I am going across to find the Dynamic Duo (Batman and Boy Wonder) in Brighton at 7am on Saturday, anyone want to drive across from Southampton area ? :? Its a 5 am start from M27 junction 9 by the Hotel at Whiteley ?


----------



## dibblet (Sep 10, 2003)

could be up for meeting them in Sunny brighton. um 5am does it exist. :?

would be coming out of southsea so meet point Farlington ? :!:


----------



## TTotal (Aug 12, 2002)

Sent you an email Mr Dribbles 

6 am better of course its only 60 miles ish from here...


----------



## dibblet (Sep 10, 2003)

Mark

where are you planning to meet up ? how about the view point with micks burgers :idea: or do you know another area. ?

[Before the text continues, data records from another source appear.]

PR #395, opened 2022-10-07
Add special handling for applicant type

EmiliaMakelaVincit:
- Subsections within the top level applicant section will or won't be shown based on the selected applicant type
- The primary identifying detail (personal identity number or company ID) is attached into the metadata object of the section
- This identifying detail is used to label the collapse section when the application is viewed

Also includes Flow typing fixes (mostly permanent, but also some stop-gap temporary Object fallbacks) to all involved files.

### DIFF
--- a/src/plotApplications/components/PlotApplication.js
+++ b/src/plotApplications/components/PlotApplication.js
@@ -38,10 +38,13 @@ import {
 } from "../../plotSearch/selectors";
 import {getFieldAttributes} from "../../util/helpers";
 import ExternalLink from "../../components/links/ExternalLink";
-import {APPLICANT_SECTION_IDENTIFIER, TARGET_SECTION_IDENTIFIER} from "../constants";
+import {APPLICANT_MAIN_IDENTIFIERS, APPLICANT_SECTION_IDENTIFIER, TARGET_SECTION_IDENTIFIER} from "../constants";
 import {getApplicationRelatedPlotSearch, getIsFetchingApplicationRelatedPlotSearch} from "../selectors";
 import PlotApplicationTargetInfoCheck from "./infoCheck/PlotApplicationTargetInfoCheck";
 import PlotApplicationApplicantInfoCheck from "./infoCheck/PlotApplicationApplicantInfoCheck";
+import {ApplicantTypes} from "../enums";
+
+type OwnProps = {};
 
 type Props = {
   usersPermissions: UsersPermissionsType,
@@ -135,6 +138,10 @@ const SingleSectionItem = ({ section, answer, fieldTypes, plotSearch, topLevel, 
 };
 
 const SectionData = ({section, answer, topLevel = false, fieldTypes, plotSearch }) => {
+  if (!answer) {
+    return null;
+  }
+
   const title = section.title || "(tuntematon osio)";
 
   const Wrapper = topLevel ?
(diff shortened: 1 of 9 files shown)


PasiVuohijoki (approved):

src/plotApplications/helpers.js
```diff
@@ -309,45 +331,88 @@ export const prepareApplicationForSubmission = () => {
...
+              applicant.sections = _.pickBy(
+                _.cloneDeep(applicant.sections),
+                (subsection, sectionIdentifier: string) => [ApplicantTypes.BOTH, applicant.metadata.applicantType].includes(
+                  applicant.sectionRestrictions[sectionIdentifier]
+                )
+              );
+
+              try {
+                let identifier;
+                if (applicant.metadata.applicantType === ApplicantTypes.PERSON) {
```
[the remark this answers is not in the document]
EmiliaMakelaVincit: Not if written like that (since there's no overlap between the allowed values for applicantType and the section identifiers) but I think I get what you mean. Rather than defining simple string constants, I could do

```js
export const APPLICANT_MAIN_IDENTIFIER_SECTIONS = {
  [ApplicantTypes.COMPANY]: 'yrityksen-tiedot',
  [ApplicantTypes.PERSON]: 'henkilon-tiedot'
};

export const APPLICANT_MAIN_IDENTIFIER_FIELDS = {
  [ApplicantTypes.COMPANY]: 'y-tunnus',
  [ApplicantTypes.PERSON]: 'henkilotunnus'
}
```

and then do away with this if-else by just writing

```js
                  const sectionWithIdentifier = applicant.sections[APPLICANT_MAIN_IDENTIFIER_SECTIONS[applicant.metadata.applicantType]];
                  identifier = sectionWithIdentifier?.fields[APPLICANT_MAIN_IDENTIFIER_FIELDS[applicant.metadata.applicantType]]
                    || sectionWithIdentifier[0]?.fields[APPLICANT_MAIN_IDENTIFIER_FIELDS[applicant.metadata.applicantType]];
```
here instead. (With some additional intermediate variables for brevity probably. And the constant objects could also be combined even further.)

EmiliaMakelaVincit:
I restructured the constants as mentioned above, and also changed the collapse label logic for the applicants (because we didn't want to show personal identity numbers there). Could use a quick recheck.

src/plotApplications/components/PlotApplication.js
```diff
@@ -135,6 +138,10 @@ const SingleSectionItem = ({ section, answer, fieldTypes, plotSearch, topLevel,
 };
 
 const SectionData = ({section, answer, topLevel = false, fieldTypes, plotSearch }) => {
+  if (!answer) {
```
PasiVuohijoki, line 141: This 'answer' Variable is a bit confusing to me.

It is sometimes handled as an object (fe. SingleSectionItem -component there is `const fieldAnswer = answer.fields[field.identifier];`

Where as in row 187 it is passed as array :thinking:

PasiVuohijoki (commented):
I guess I don't have the real type of application template, so couldn't check this thoroughly. At least it does not crash anymore :+1:  :smile: 

The answer -variable was a bit confusing on PlotApplication.js as commented.

I try to find the correct application template and create a "real" answer/application from public ui and get back to this.

src/plotApplications/components/PlotApplication.js
EmiliaMakelaVincit: `answer` can both be an object (with `fields`, `sections` and possibly `metadata`) or an array of such objects. It's the latter only if the section it relates to can be duplicated automatically (i.e. top level target sections) or manually (i.e. top level applicant sections, or any other ones set in the form as such). Line 158 makes this distinction by reading `section.add_new_allowed`, and the handling inside the ternary branches should be consistent with that.

As long as the form itself hasn't been modified after the application was sent in, which should be the case given we now lock that when the application period has started, these should always agree with the form in the application data.

PasiVuohijoki:
I have now checked this with "latest" application and everything works fine :+1:

PR #396, opened 2022-10-07
Fix new plot search creation

EmiliaMakelaVincit:
- Fix crash due to an attempt to read a non-existing stage field
- Automatically set the "in preparation" stage when editing a newly created plot search

Also includes type fixes for the files involved.


src/plotSearch/components/plotSearchSections/basicInfo/BasicInfoEdit.js
```diff
@@ -52,21 +52,21 @@ import PlotSearchSiteEdit from './PlotSearchSiteEdit';
...
   formName: string,
-  isSaveClicked: Boolean,
+  isSaveClicked: boolean,
   usersPermissions: UsersPermissionsType,
+  decisionCandidates: Array<Object>,
+  hasUnidentifiedDecisions: boolean
 }
-
-// TODO
-// eslint-disable-next-line
```
PasiVuohijoki, line 69: Always good to get rid of these!

PR #397, opened 2022-10-10
Implement credit status integration for applicant info checks

EmiliaMakelaVincit:


src/creditDecision/components/CreditDecisionTemplate.js
```diff
@@ -6,13 +6,13 @@ import CreditDecisionHistory from '$src/creditDecision/components/CreditDecision
 import {ContactTypes} from '$src/contacts/enums';
 
 type Props = {
-  businessId?: String,
-  contactId?: String,
-  contactType: String,
-  nin?: String,
+  businessId?: string,
```
PasiVuohijoki, line 9: Is there anything else different between string and String but the looks? :thinking: 

I should propably then start to convert all the "capitalized" types also?

src/plotApplications/components/infoCheck/PlotApplicationApplicantInfoCheck.js
```diff
@@ -14,13 +14,21 @@ import {
...
+import {ApplicantTypes} from "../../enums";
+
+type OwnProps = {
+  section: Object,
+  identifier: string,
+  answer: Object
+};
 
 type Props = {
+  ...OwnProps,
```
PasiVuohijoki, line 27: Hmm. This is brilliant practice to separate the ui-related props from the object-related props coming from the BE.

I might need to refactor the CustomDetailedPlan to use same kind of approach. Much more readable component!

PasiVuohijoki (approved):

src/plotApplications/components/infoCheck/PlotApplicationApplicantInfoCheck.js
EmiliaMakelaVincit: Indeed. Well, I've mostly separated them just to get the right props exposed for the type coercion of the default export (I believe `connect`/HOC provided props would be marked as missing otherwise), but it does make it a bit more readable too.

PR #399, opened 2022-10-13
Fix links in clickable table rows

PasiVuohijoki:


EmiliaMakelaVincit (approved):
I'm not entirely certain that doing this for _all_ external links (even the ones outside of listings) is perfectly fine, but I can't think of a counterexample either, so I guess it shouldn't be a problem.

PR #402, opened 2022-11-15
Fix basis of rent calculator issues

juhakujala:
* Remove whitespace from `src/leases/enums.js`
* Fix issues in area unit and intended use
  * Add missing `LEASE2022` check
*  Move checkbox fields to their own row
  * Remove if clause from `locked_at` to always show `locked_at` field
* Fix copy to clipboard fields
  * Use it only for the `LEASE` and `LEASE2022` types
  * Update what fields are copied
* Add missing disabled attribute to fields with `locked_at`
* Fix rent titles
* Update `locked_at` text
* Sort basis of rent children by their id when fetching data

### DIFF
--- a/src/leases/components/leaseSections/rent/BasisOfRent.js
+++ b/src/leases/components/leaseSections/rent/BasisOfRent.js
@@ -427,10 +427,10 @@ const BasisOfRent = ({
               isFieldAllowedToRead(leaseAttributes, LeaseBasisOfRentsFieldPaths.AMOUNT_PER_AREA)
             }>
               {calculatorType === CalculatorTypes.TEMPORARY && <FormTextTitle enableUiDataEdit uiDataKey={getUiDataLeaseKey(LeaseBasisOfRentsFieldPaths.BASE_YEAR_RENT)}>
-                {'Vuokra/kuukausi'}
+                {'Vuokra/kk'}
               </FormTextTitle>}
               {calculatorType !== CalculatorTypes.TEMPORARY && <FormTextTitle enableUiDataEdit uiDataKey={getUiDataLeaseKey(LeaseBasisOfRentsFieldPaths.BASE_YEAR_RENT)}>
-                {LeaseBasisOfRentsFieldTitles.RENT}
+                {'Vuokra/vuosi'}
               </FormTextTitle>}
               {calculatorType === CalculatorTypes.TEMPORARY && <FormText>{!isEmptyValue(rent) ? `${formatNumber(rent)} €` : '-'}</FormText>}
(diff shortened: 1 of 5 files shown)


src/leases/components/leaseSections/rent/BasisOfRentEdit.js
```diff
@@ -1069,6 +1097,7 @@ class BasisOfRentEdit extends PureComponent<Props, State> {
                   fieldAttributes={getFieldAttributes(leaseAttributes, LeaseBasisOfRentsFieldPaths.TYPE)}
                   onChange={this.onChangeTypeOptions}
                   name={`${field}.type`}
+                  disabled={!!savedBasisOfRent && !!savedBasisOfRent.locked_at}
```
EmiliaMakelaVincit, line 1100: This is repeated quite a few times in here; could just be evaluated once somewhere higher up and then that variable used in each occurrence instead.

src/leases/components/leaseSections/rent/BasisOfRent.js
```diff
@@ -444,10 +427,10 @@ const BasisOfRent = ({
               isFieldAllowedToRead(leaseAttributes, LeaseBasisOfRentsFieldPaths.AMOUNT_PER_AREA)
             }>
               {calculatorType === CalculatorTypes.TEMPORARY && <FormTextTitle enableUiDataEdit uiDataKey={getUiDataLeaseKey(LeaseBasisOfRentsFieldPaths.BASE_YEAR_RENT)}>
-                {'Vuokra/kuukausi'}
+                {'Vuokra/kk'}
               </FormTextTitle>}
               {calculatorType !== CalculatorTypes.TEMPORARY && <FormTextTitle enableUiDataEdit uiDataKey={getUiDataLeaseKey(LeaseBasisOfRentsFieldPaths.BASE_YEAR_RENT)}>
-                {LeaseBasisOfRentsFieldTitles.RENT}
+                {'Vuokra/vuosi'}
```
EmiliaMakelaVincit, line 433: I kinda feel that these titles need a bit of standardisation. Either all of them in a component should be defined in the title enums (which has been historically the default for the project as far as I know), or all of them should be written here directly, but not a mix of those two. (Which was already the case prior to this PR I guess.)

src/leases/components/leaseSections/rent/BasisOfRentEdit.js
juhakujala: Yep, there's a lot of repetitive stuff in this file. Let's start from somewhere and I'll create a variable out of this 👍

src/leases/components/leaseSections/rent/BasisOfRent.js
juhakujala: There has been a mix of these two. I'll improve these a bit and convert these to ENUMS

PR #404, opened 2022-11-29
Improve plot application attachment handling

EmiliaMakelaVincit:
- The path parameter is now put into use now that it's exposed and set by the backend. The path defines the exact position the file is contained in in the answer data, which allows each occurrence of a certain field object to have unique file lists (i.e. two targets can have different reference attachments).
- Many quirks when the user aborts an edit of the application have been cleaned up. Files that are removed in the editor will now actually only be deleted when the edit is submitted, and newly uploaded files will also only be linked to the field during the save. Would-be linked files from applications that were never finished and submitted will also no longer show up the next time a new application editor (possibly for an unrelated set of targets) is opened.

### DIFF
--- a/src/plotApplications/helpers.js
+++ b/src/plotApplications/helpers.js
@@ -11,7 +11,6 @@ import {FormNames} from '../enums';
 import {
   getApplicationInfoCheckData,
   getCurrentEditorTargets,
-  getPendingUploads,
 } from './selectors';
 import {
   APPLICANT_MAIN_IDENTIFIERS,
@@ -116,7 +115,7 @@ export const reshapeSavedApplicationObject = (
 
   const result = getEmptySection();
 
-  const reshapeSingleSectionData = (section, answersNode) => {
+  const reshapeSingleSectionData = (section, answersNode, sectionPath) => {
     const data = getEmptySection();
 
     if (answersNode.metadata) {
@@ -124,7 +123,7 @@ export const reshapeSavedApplicationObject = (
     }
 
     section.subsections.forEach((subsection) => {
-      reshapeArrayOrSingleSection(subsection, data, answersNode);
+      reshapeArrayOrSingleSection(subsection, data, answersNode, `${sectionPath}.${subsection.identifier}`);
     });
 
     section.fields.forEach((field) => {
@@ -142,8 +141,10 @@ export const reshapeSavedApplicationObject = (
           }
           break;
         case 'uploadfiles':
+          // auto added attachment path goes only up to the section as field is already in its own field
+          value = attachments.filter((attachment) =>
+            attachment.field === field.identifier && attachment.path === sectionPath);
           extra_value = '';
-          value = attachments.filter((attachment) => attachment.field === field.identifier);
           break;
       }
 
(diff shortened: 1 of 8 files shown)


src/plotApplications/helpers.js
```diff
@@ -557,3 +562,8 @@ export const getSectionApplicantType = (state: RootState, section: FormSection,
 
   return formValueSelector(FormNames.PLOT_APPLICATION)(state, `${reduxFormPath}.metadata.applicantType`) || ApplicantTypes.UNSELECTED;
 };
+
+export const getFieldFileIds = (state: RootState, fieldPath: string): Array<number> => {
+  const fieldValue = formValueSelector(FormNames.PLOT_APPLICATION)(state, fieldPath);
+  return fieldValue?.value || [];
+}
```
PasiVuohijoki, line 569: missing semicolon

src/plotApplications/helpers.js
```diff
@@ -21,7 +21,7 @@ import {
 import type {LeafletFeature, LeafletGeoJson} from '$src/types';
 import {ApplicantInfoCheckTypes, ApplicantTypes, PlotApplicationInfoCheckExternalTypes} from './enums';
 import type {RootState} from '../root/types';
-import type {PlotApplicationFormValue, ApplicationFormSection, ApplicationFormState} from './types';
+import type {PlotApplicationFormValue, ApplicationFormSection, ApplicationFormState, UploadedFileMeta} from './types';
```
PasiVuohijoki, line 24: 'UploadedFileMeta' is defined but never used.

Same few rows earlier (14):

'getPendingUploads' is defined but never used.

PasiVuohijoki (commented):
Few type warnings and errors here and there. I started to point those out separately but I believe those are visible when making the flow checks so better check those yourself with that.

PasiVuohijoki (commented):
~I tried to upload reference attachments, but those never gotten seen on application. Not even when refreshed~

Nevermind, wrong branches used in backend. Works otherwise well, but when trying to download image (by clicking the link) results into not-authenticated response from api. But I guess that's an backend problem.

src/plotApplications/helpers.js
EmiliaMakelaVincit: Right, I forgot to clean up here after a bit of rearranging. Will fix.

EmiliaMakelaVincit:
> Few type warnings and errors here and there. I started to point those out separately but I believe those are visible when making the flow checks so better check those yourself with that.

If that's the case, I actually think that we're not seeing the same results. All files in the plotApplication directory show up with no type errors from Flow for me at the moment as far as I can see.

EmiliaMakelaVincit:
> Nevermind, wrong branches used in backend. Works otherwise well, but when trying to download image (by clicking the link) results into not-authenticated response from api. But I guess that's an backend problem.

It seems that the download URL only works when logged in into the admin site (which was the case for me, so I didn't notice anything odd). When the link is opened by regular browser navigation and not programmatically through JS, we're not sending the Authorization header anymore, so without both that and an existing session it looks just like a random unauthorized request. Hmm...

EmiliaMakelaVincit:
Attachment download should be fixed. I had already used the correct premade component in the edit view :D

Issue #1814, opened 2019-05-12
server::Builder stream/connection window size methods work by reference


sfackler:
All of the other setters on the builder type operate by-value, but http2_initial_connection_window_size and http2_initial_stream_window size work by-reference.

seanmonstar:
Ah man, that's an unfortunate mistake. I'll assign this breaking change to be done in 0.13.

seanmonstar:
As an interim, we could add new methods that are by-value, with an underscore prefix... 🤷‍♂️

PR #1817, opened 2019-05-16
feat(server): add initial window builder methods that take self by-val

seanmonstar:
The current `Builder` methods `http2_initial_stream_window_size` and
`http2_initial_connection_window_size` take `&mut self`, while every
other builder method takes `self`. That breaks up the chaining of
options.

This patch adds two methods that configure the same option, but take
`self` instead, and have an underscore suffix (so,
`http2_initial_stream_window_size_`).

cc #1814


seanmonstar:
@sfackler any thoughts on whether the previous methods should get `#[deprecated]` attributes? Or is hiding them from docs enough?

sfackler:
I don't feel super strongly about deprecation. There's nothing *wrong* with using the old methods...

Issue #1818, opened 2019-05-24
HTTP/3 Support


uvd:
## Current status

HTTP/3 support is on the [roadmap](https://hyper.rs/contrib/roadmap/#http3). There is a working [h3 crate](https://github.com/hyperium/h3), and [reqwest](https://docs.rs/reqwest/latest/reqwest/#unstable-features) has unstable HTTP/3 support.

Much work is still needed, and volunteers are welcome.

Besides the issue tracker (which should store durable decisions and their context), there's this [h3 Discord channel](https://discord.gg/q5mVhMD) to coordinate work.

Here's some of the main steps:

- [ ] Harden the `h3` crate itself, such as fixing any straggling interop issues,
  and filling out the spec conformance tags we use for accountability.
- [ ] Proposal for (initially unstable) `hyper::rt::quic` integration, allowing
  people to bring their own QUIC.
- [ ] Write the `hyper::proto::http3` glue that translates hyper's connection
  patterns with the `h3` crate.

shenshouer:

good view during the day. & the neons don't dazzle :lol:


----------



## TTotal (Aug 12, 2002)

Mark, have you a mobile number for the guys? Anyone know where they will start from in Brighton ?
Dave...what arrows on the map mate ?Are we meeting where it says hotel then ?

John


----------



## dibblet (Sep 10, 2003)

yep

there is a garage in front. so there. it is the entrance to the hotel . :lol:

yep had to zoom out to get hotel...

well have to have a few coffee's to wake up 6 am ..


----------



## TTotal (Aug 12, 2002)

OK Dave, my mobs on the email will see you at 6 at the Hotel then.


----------



## jog (Oct 13, 2003)

dibblet said:


> Mark
> 
> where are you planning to meet up ? how about the view point with micks burgers :idea: or do you know another area. ?
> 
> good view during the day. & the neons don't dazzle :lol:


 [smiley=thumbsup.gif] 
Second meeting point of the day (for those not travelling to Brighton) will be Micks Burger Bar on top of Portsdown Hill. Meeting time approx 9.am.


----------



## omen666 (Oct 10, 2004)

5 am!! We'll just be gettin in fromt night club!!! (excuse the accent, spending too much time with t'norvener init)

Ok, early start it is.

John, will pm address of B&B

Just in the middle of writing up Day 2....


----------



## jog (Oct 13, 2003)

omen666 said:


> 5 am!! We'll just be gettin in fromt night club!!! (excuse the accent, spending too much time with t'norvener init)
> 
> Ok, early start it is.
> 
> ...


So is 9 a.m. in Portsmouth a bit keen? [smiley=zzz.gif] 
Got your PM, hope all is well.


----------



## TTotal (Aug 12, 2002)

omen666 said:


> 5 am!! We'll just be gettin in fromt night club!!! (excuse the accent, spending too much time with t'norvener init)
> 
> Ok, early start it is.
> 
> ...


Mate.... watch out in those Brighton Clubs...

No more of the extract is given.